* [Task statement] For the entries below, the expected answer is the line with "As it's a coop, no", the line with "Honestly, I didn't", and every line between them, exactly as written, and nothing more.

START Record set

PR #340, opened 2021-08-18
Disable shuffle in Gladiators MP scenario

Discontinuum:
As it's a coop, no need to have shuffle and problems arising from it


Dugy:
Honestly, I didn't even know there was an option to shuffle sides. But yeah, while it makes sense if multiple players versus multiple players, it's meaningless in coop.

END Record set
START Record set

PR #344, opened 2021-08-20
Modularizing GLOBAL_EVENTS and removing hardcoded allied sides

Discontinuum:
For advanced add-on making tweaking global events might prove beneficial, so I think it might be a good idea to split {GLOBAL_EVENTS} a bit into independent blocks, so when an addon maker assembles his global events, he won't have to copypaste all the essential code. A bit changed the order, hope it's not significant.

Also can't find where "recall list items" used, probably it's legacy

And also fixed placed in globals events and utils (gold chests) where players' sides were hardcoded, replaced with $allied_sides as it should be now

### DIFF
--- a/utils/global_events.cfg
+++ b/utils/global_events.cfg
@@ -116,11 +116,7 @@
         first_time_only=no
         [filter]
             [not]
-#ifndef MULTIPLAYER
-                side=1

END Record set

* [Expected answer]
As it's a coop, no need to have shuffle and problems arising from it


Dugy:
Honestly, I didn't even know there was an option to shuffle sides. But yeah, while it makes sense if multiple players versus multiple players, it's meaningless in coop.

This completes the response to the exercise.